Your assignment:
Please return every line below that contains the string "world".

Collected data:
------------------------------------

PR #3293, opened 2016-08-10
Adding support for binding express.Router with keystone.set('routes')

JedWatson:
This adds support for using express router instances instead of binding routes on the root express app. It is backwards compatible with the old method of binding routes.

Previously application routes needed to be set on the express app that Keystone initialises, like this:

```js
var initRoutes = function (app) {
  app.get('/', (req, res) => res.send('hello world'));
}
keystone.set('routes', initRoutes);
```

Now, you can provide an `express.Router` instance, which will be used by keystone’s app instance:

```js
var myRouter = new express.Router();
myRouter.get('/', (req, res) => res.send('hello world'));
keystone.set('routes', myRouter);
```

### DIFF
--- a/server/createApp.js
+++ b/server/createApp.js
@@ -118,8 +118,22 @@ module.exports = function createApp (keystone, express) {
 	});
 
 	// Configure application routes
-	if (typeof keystone.get('routes') === 'function') {
-		keystone.get('routes')(app);
+	var appRouter = keystone.get('routes');
+	if (typeof appRouter === 'function') {
+		if (appRouter.length === 3) {
+			// new:
+			//    var myRouter = new express.Router();
+			//    myRouter.get('/', (req, res) => res.send('hello world'));
+			//    keystone.set('routes', myRouter);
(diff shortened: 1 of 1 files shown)


mxstbr:
What's the use case here, why do we need this? (is there a discussion about this somewhere?)

JedWatson:
No background, it came up during an internal discussion at Thinkmill, and I realised it would be a really easy backwards-compatible thing I could implement. @josephg might be able to expand on my thinking here.

Basically, the current method (pass app to a method to initialise routes) is a hangover from when the system was designed for Express 3 (before `express.Router` was a thing)

A lot of the internals have been refactored (e.g. the Admin UI Server) to use routers, because they provide a more encapsulated / scalable way to structure express applications. Initialising an app by passing it around is a really leaky abstraction, and "feels wrong" in a modern express context.

So basically I think allowing a router to be provided, rather than modifying the app directly, is cleaner and makes more sense in an express 4/5 world.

------------------------------------

Response to the exercise:
  app.get('/', (req, res) => res.send('hello world'));
myRouter.get('/', (req, res) => res.send('hello world'));
+			//    myRouter.get('/', (req, res) => res.send('hello world'));
So basically I think allowing a router to be provided, rather than modifying the app directly, is cleaner and makes more sense in an express 4/5 world.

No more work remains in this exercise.